> Assignment: Nothing in the records should change; write them all out exactly.

(Source records)
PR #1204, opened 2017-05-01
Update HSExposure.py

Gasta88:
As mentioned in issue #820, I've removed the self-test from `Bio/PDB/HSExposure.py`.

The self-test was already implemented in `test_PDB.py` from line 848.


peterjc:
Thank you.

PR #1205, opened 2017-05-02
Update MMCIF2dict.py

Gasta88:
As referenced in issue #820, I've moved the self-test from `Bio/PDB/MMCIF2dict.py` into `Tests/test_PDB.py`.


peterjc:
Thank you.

> Answer area:
PR #1204, opened 2017-05-01
Update HSExposure.py

Gasta88:
As mentioned in issue #820, I've removed the self-test from `Bio/PDB/HSExposure.py`.

The self-test was already implemented in `test_PDB.py` from line 848.


peterjc:
Thank you.

PR #1205, opened 2017-05-02
Update MMCIF2dict.py

Gasta88:
As referenced in issue #820, I've moved the self-test from `Bio/PDB/MMCIF2dict.py` into `Tests/test_PDB.py`.


peterjc:
Thank you.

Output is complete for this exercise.